Collected data

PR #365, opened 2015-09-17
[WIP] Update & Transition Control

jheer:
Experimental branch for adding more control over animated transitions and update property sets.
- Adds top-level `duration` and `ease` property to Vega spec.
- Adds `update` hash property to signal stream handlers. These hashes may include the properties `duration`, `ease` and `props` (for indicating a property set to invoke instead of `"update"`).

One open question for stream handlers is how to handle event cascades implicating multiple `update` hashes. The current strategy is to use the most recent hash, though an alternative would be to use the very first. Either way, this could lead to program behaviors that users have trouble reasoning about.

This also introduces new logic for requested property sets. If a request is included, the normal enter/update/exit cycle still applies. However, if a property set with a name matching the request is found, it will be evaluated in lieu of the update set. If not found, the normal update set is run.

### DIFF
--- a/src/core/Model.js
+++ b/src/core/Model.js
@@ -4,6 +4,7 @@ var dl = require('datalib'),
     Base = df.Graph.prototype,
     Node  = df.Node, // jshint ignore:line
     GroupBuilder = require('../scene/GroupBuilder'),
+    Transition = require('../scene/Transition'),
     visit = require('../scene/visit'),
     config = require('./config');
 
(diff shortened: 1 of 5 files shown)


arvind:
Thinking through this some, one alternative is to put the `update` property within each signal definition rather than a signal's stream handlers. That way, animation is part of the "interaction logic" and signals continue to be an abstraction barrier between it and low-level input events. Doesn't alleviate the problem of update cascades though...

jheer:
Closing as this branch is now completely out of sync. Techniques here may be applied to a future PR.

* * *

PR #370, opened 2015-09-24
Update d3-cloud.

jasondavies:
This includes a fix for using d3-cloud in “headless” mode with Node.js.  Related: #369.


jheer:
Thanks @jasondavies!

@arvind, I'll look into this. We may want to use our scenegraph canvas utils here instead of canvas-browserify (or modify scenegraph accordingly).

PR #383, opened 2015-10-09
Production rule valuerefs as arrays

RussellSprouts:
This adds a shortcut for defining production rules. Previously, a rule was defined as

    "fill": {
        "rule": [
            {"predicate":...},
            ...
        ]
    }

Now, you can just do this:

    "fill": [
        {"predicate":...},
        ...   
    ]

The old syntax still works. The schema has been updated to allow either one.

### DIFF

TASK ITEM:
Show me every line in the data above that includes "cloud".

EXPECTED ANSWER:
Update d3-cloud.
This includes a fix for using d3-cloud in “headless” mode with Node.js.  Related: #369.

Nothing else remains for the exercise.